Start of RECORD EXCERPTS
Issue #618, opened 2026-04-16
[BUG] v1.6.0: scrollback corruption after detach/re-attach — cross-session bleedover (regression of #419)


asheshgoplani:
## Summary

Scrollback becomes corrupted with output from OTHER tmux sessions after detaching and returning to an agent-deck session. Reported by @godlen4332 in Discussion #609 on v1.6.0, and previously reported in #419 (closed 2026-04-06) — the fix appears incomplete or the bug has regressed.

## Reproduction

1. Run \`agent-deck\` on v1.6.0, open a session with significant output (any Claude Code work)
2. Let the session accumulate output — scrollback works normally when actively in the session
3. Detach (Ctrl+B D in tmux, or switch to another agent-deck session)
4. Return to the original session
5. Scroll up beyond the visible viewport
6. **Observed:** scrollback shows output from OTHER tmux/agent-deck sessions ("bleedover")
7. **Expected:** original session's prior output remains intact

## Impact

High usability — users lose access to prior output once they leave a session, making it very difficult to review history or work across multiple sessions. Core agent-deck value proposition (multi-session orchestration) is degraded.

## Environment reported

- Agent Deck v1.6.0 (godlen4332's report)
- macOS, iTerm2
- tmux (agent-deck managed sessions)

## Predecessor (closed)

- #419 — \"TMUX sessions corrupt scroll-back\" — closed 2026-04-06 with commits addressing scrollback clearing / redraw behavior. The reporter of #609 notes they have seen \"a few related issues/fixes mentioned\" but this specific cross-session corruption still persists.

## Likely areas

Per the reporter's analysis, suspected subsystems:
- scrollback buffer corruption
- PTY/output stream mixing between sessions
- interaction between agent-deck + tmux + terminal emulator (specifically alternate-screen handling on detach)

The #419 fixes touched tmux \`history-limit\` respect and scrollback clearing — likely in \`internal/tmux/\` or \`internal/session/\` around session lifecycle events. The regression may be that a code path added in v1.6.0 (possibly the v1.6.0 watcher framework or resize handling) re-introduced the cross-session contamination that #419 tried to fix.

## Repro data wanted (if needed)

Willing to provide: detailed repro steps, tmux log captures, iTerm2 settings dump, agent-deck debug output. The reporter explicitly offered to test configs.

## Relation to other open issues

- **#607** (row offset drift during scroll) — different bug (input pipeline timing), also TUI-rendering adjacent
[...]

PR #777, opened 2026-04-27
feat(tmux): native iTerm2 badge sync on attach + rename

tarekrached:
_This has been helpful for telling agent-deck sessions apart when several are running in different iTerm2 windows — the badge gives each window a persistent label visible in the window switcher without having to peek at the tmux status bar._

_Started life as a Claude statusline hook on my laptop that polled `agent-deck session current --json` and walked `pgrep → ppid → tty` to find agent-deck's iTerm2 fd from outside the process — fragile, throttled, and cache-stale. Agent-deck is the process that owns the iTerm2 tty, so folding it in-tree collapses all that ceremony into a direct `os.Stdout` write at the same boundary `emitScrollbackClear` already uses._

## Summary

Sets iTerm2's [badge](https://iterm2.com/documentation-badges.html) to the attached session's title for the duration of the attach, refreshes it when Claude renames the session mid-attach, and clears it on detach. Opt-in via `[terminal].iterm_badge`, defaults to `false`.

## Two emit paths, one source of truth

Agent-deck owns the outer iTerm2 tty between `tea.Exec` attach/detach boundaries, so the on-attach / on-detach badge writes go straight to `os.Stdout` — the same pattern `emitScrollbackClear` already uses for #618. The mid-attach rename case runs in a different process: Claude invokes `agent-deck hook-handler` as a subprocess inside the tmux pane, which has no direct line to the iTerm2 tty. That path wraps the same OSC in a tmux DCS passthrough envelope and writes it to `/dev/tty`, which routes through the running tmux server out to iTerm2 (works regardless of `allow-passthrough` setting). Both formatters share `formatITermBadgeOSC` so the OSC prefix/terminator constants only live in one place — no parallel-paths drift.

## Three independent gates

1. **Terminal detection** — `TERM_PROGRAM=iTerm.app`, `ITERM_SESSION_ID`, or `LC_TERMINAL=iTerm2` (the SSH-friendly fallback iTerm2 propagates by default).
2. **`[terminal].iterm_badge` config** — default `false`. Most users drive their iTerm2 badge from a shell prompt (host/cwd via `PROMPT_COMMAND`); silent-overwrite-on-every-attach is too presumptuous a default.
3. **`AGENTDECK_ITERM_BADGE` env override** — tri-state, follows the `AGENTDECK_REPAINT` precedent (value carries polarity, no awkward `NO_` prefix). `1|true|yes|on` force on; `0|false|no|off` force off; unset or unrecognised value defers to config.

The env-var caveat is documented inline: it reaches the attach/detach path reliably (one hop from your shell to agent-deck) but the rename path runs in a Claude hook subprocess where Claude may filter custom env vars, so the config setting is the recommended gate for both paths.

## Debug

`AGENTDECK_ITERM_BADGE_DEBUG=1` logs gate decisions to a per-uid file in `/tmp` so the multi-process passthrough chain (agent-deck → tmux → Claude → hook subprocess) can be observed end-to-end. Cheap insurance for the kind of thing that goes wrong silently across process boundaries.

## Plumbing

`Session.terminalChromeEnabled` (default `false` at all three constructors) is set by callers in `internal/session` next to the existing `SetInjectStatusLine` sites. Mirrors the established `inject_status_line` plumbing pattern.

## Tests

14 unit tests in `internal/tmux/chrome_test.go`: OSC byte format, tmux DCS wrapping, env tri-state precedence (truthy/falsy variants and garbage-defers-to-config), `LC_TERMINAL` SSH fallback, no-op outside iTerm2, `EmitITermBadgeViaTty` early-return, `Session.SetTerminalChromeEnabled` setter contract. 3 unit tests in `internal/session/userconfig_test.go` for config defaults and round-trip. 1 attach-lifecycle integration test mirroring `TestCleanupAttach_EmitsITermClearScrollback` (#618), which skips without a TTY.

The eval-smoke case in `tests/eval/session/badge_test.go` closes that CI gap: it PTY-spawns `agent-deck session attach`, drives the full Attach lifecycle under a real terminal, and asserts both the SET (base64-encoded title) and CLEAR (empty payload) OSC bytes are emitted and ordered. Negative-control verified locally — commenting out the on-entry emit in `pty.go` causes the eval to fail.

## Test plan

- [ ] `GOTOOLCHAIN=go1.24.0 go test ./internal/tmux/... -race -count=1` (race-clean)
- [ ] `GOTOOLCHAIN=go1.24.0 go test -tags eval_smoke ./tests/eval/session/...` (new badge eval passes)
- [ ] `GOTOOLCHAIN=go1.24.0 go test -run TestPersistence_ ./internal/session/... -race -count=1` (session-persistence mandate)
- [ ] Manual smoke in iTerm2: enable via `[terminal] iterm_badge = true`, attach to a Claude session — badge mirrors title; detach — badge clears; `/rename foo` mid-attach — badge updates.

### DIFF
--- a/cmd/agent-deck/hook_name_sync.go
+++ b/cmd/agent-deck/hook_name_sync.go
@@ -7,6 +7,7 @@ import (
 	"strings"
 
 	"github.com/asheshgoplani/agent-deck/internal/session"
+	"github.com/asheshgoplani/agent-deck/internal/tmux"
 )
 
 // claudeSessionMetaFile is the subset of ~/.claude/sessions/<PID>.json that
@@ -121,6 +122,13 @@ func applyClaudeTitleSync(instanceID, sessionID string) {
 		groupTree := session.NewGroupTreeWithGroups(instances, groups)
 		_ = storage.SaveWithGroups(instances, groupTree)
 		_ = storage.Close()
+
+		// If the user is attached to this session in iTerm2, push the
+		// badge through tmux DCS passthrough — agent-deck's own attach
+		// emits only fire on attach/detach, not on mid-attach renames.
+		// Silent no-op outside iTerm2, when the feature is disabled,
+		// or when this hook subprocess has no controlling tty.
+		tmux.EmitITermBadgeViaTty(name, session.GetTerminalSettings().GetITermBadge())
 		return
 	}
 }
--- a/internal/session/instance.go
+++ b/internal/session/instance.go
@@ -495,6 +495,7 @@ func NewInstance(title, projectPath string) *Instance {
 	tmuxSess.SetInjectStatusLine(GetTmuxSettings().GetInjectStatusLine())
 	tmuxSess.SetMouse(GetTmuxSettings().GetMouse())
 	tmuxSess.SetClearOnRestart(GetTmuxSettings().ClearOnRestart)
+	tmuxSess.SetTerminalChromeEnabled(GetTerminalSettings().GetITermBadge())
 
 	return &Instance{
 		ID:             id,
@@ -526,6 +527,7 @@ func NewInstanceWithTool(title, projectPath, tool string) *Instance {
 	tmuxSess.SetInjectStatusLine(GetTmuxSettings().GetInjectStatusLine())
 	tmuxSess.SetMouse(GetTmuxSettings().GetMouse())
 	tmuxSess.SetClearOnRestart(GetTmuxSettings().ClearOnRestart)
+	tmuxSess.SetTerminalChromeEnabled(GetTerminalSettings().GetITermBadge())
 
 	inst := &Instance{
 		ID:             id,
@@ -3549,6 +3551,7 @@ func (i *Instance) recreateTmuxSession() {
 	i.tmuxSession.SetInjectStatusLine(GetTmuxSettings().GetInjectStatusLine())
 	i.tmuxSession.SetMouse(GetTmuxSettings().GetMouse())
 	i.tmuxSession.SetClearOnRestart(GetTmuxSettings().ClearOnRestart)
+	i.tmuxSession.SetTerminalChromeEnabled(GetTerminalSettings().GetITermBadge())
 }
 
 func (i *Instance) prepareRestartMCPConfig() {
--- a/internal/session/storage.go
+++ b/internal/session/storage.go
@@ -807,6 +807,7 @@ func (s *Storage) convertToInstances(data *StorageData) ([]*Instance, []*GroupDa
 			tmuxSess.SetInjectStatusLine(GetTmuxSettings().GetInjectStatusLine())
 			tmuxSess.SetMouse(GetTmuxSettings().GetMouse())
 			tmuxSess.SetClearOnRestart(GetTmuxSettings().ClearOnRestart)
+			tmuxSess.SetTerminalChromeEnabled(GetTerminalSettings().GetITermBadge())
 			// Note: EnableMouseMode and ConfigureStatusBar are deferred to EnsureConfigured()
 			// Called automatically when user attaches to session
 		}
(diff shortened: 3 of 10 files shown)


asheshgoplani (approved):
# PR #777 Review — feat(tmux): native iTerm2 badge sync on attach + rename

**Author:** tarekrached
**Branch:** tarek/iterm-badge-integration → main
**Diff size:** +834 / -11 (10 files)
**Files:** cmd/agent-deck/hook_name_sync.go, internal/session/instance.go, internal/session/storage.go, internal/session/userconfig.go (+test), internal/tmux/chrome.go (NEW, +187), internal/tmux/chrome_test.go (NEW, +302), internal/tmux/pty.go, internal/tmux/tmux.go, tests/eval/session/badge_test.go (NEW, +133)

## Verdict: APPROVE

## Rationale

Net-new feature that gracefully no-ops on every off-path: non-iTerm2 terminals, disabled config, missing controlling tty, env-disabled. The two emit paths (direct stdout for attach/detach, `/dev/tty` + tmux DCS passthrough for mid-attach rename) share `formatITermBadgeOSC` as the single OSC byte source — no parallel-paths drift. Default-false config keeps existing users unaffected.

## Review notes

- **Graceful no-op on non-iTerm2.** Confirmed via three layered gates: `iTerm2Active()` (TERM_PROGRAM / ITERM_SESSION_ID / LC_TERMINAL=iTerm2), `iTermBadgeEffective()` (env override), and `configEnabled` (defaults to false). `TestEmitITermBadge_NoOpOutsideITerm2` and `TestEmitITermBadgeViaTty_NoOpOutsideITerm2` lock this contract. No OSC bytes leak to non-iTerm2 terminals.
- **No tmux-pane leakage risk.** The DCS passthrough envelope is `ESC P tmux ; <ESC-doubled inner OSC> ESC \` — the standard tmux passthrough form that works regardless of `allow-passthrough`. Title is base64-encoded inside the OSC, so an injected title can't break out of the OSC frame. `TestFormatITermBadgeOSCViaTmux_DCSEnvelope` pins the exact wire format.
- **Tri-state env precedence is well-tested.** `1|true|yes|on` force-on, `0|false|no|off` force-off, garbage defers to config (fail-open documented). All three branches exercised including case variants (`TRUE`, `FALSE`).
- **Plumbing is consistent.** `Session.terminalChromeEnabled` is set at all four constructors (`NewInstance`, `NewInstanceWithTool`, `convertToInstances` (storage), `recreateTmuxSession`) — mirrors the established `SetInjectStatusLine` pattern. No constructor missed.
- **Eval coverage is the right shape.** `tests/eval/session/badge_test.go` PTY-spawns the binary and asserts both SET-on-entry and CLEAR-on-detach OSC bytes are emitted in order. Negative control verified locally per PR body. Closes the gap that pure-Go `chrome_test.go` can't reach because `term.IsTerminal(stdin.Fd())` is false under `go test`.
- **Default is opt-in (correct choice).** Most users drive iTerm2 badge from PROMPT_COMMAND. Silently overwriting on every attach would be presumptuous; `TestGetTerminalSettings_ITermBadge_Default` pins the default-false behavior.

## Mandate concerns

Touches `internal/session/instance.go`, `internal/session/storage.go`, and `internal/tmux/tmux.go` — all under the **session-persistence mandate** (CLAUDE.md). PR test plan checkbox for `TestPersistence_*` is unchecked. Reviewer must confirm:

```
GOTOOLCHAIN=go1.24.0 go test -run TestPersistence_ ./internal/session/... -race -count=1
bash scripts/verify-session-persistence.sh   # Linux+systemd
```

Also touches `internal/tmux/tmux.go` (status bar / session start) and adds an interactive prompt path — under the **evaluator harness mandate** (CLAUDE.md "Behavioral evaluator harness"). The `tests/eval/session/badge_test.go` addition satisfies this; verify `go test -tags eval_smoke ./tests/eval/session/...` is green in CI.

1. Session-persistence suite green on Linux+systemd.
2. `eval_smoke` tag green on the new badge_test.
3. Manual smoke in iTerm2 confirming SET on attach, CLEAR on detach, refresh on mid-attach rename (per PR test plan, unchecked).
End of RECORD EXCERPTS
Tally, in the data above, the lines where the word "count" occurs, and give the figure alone.

3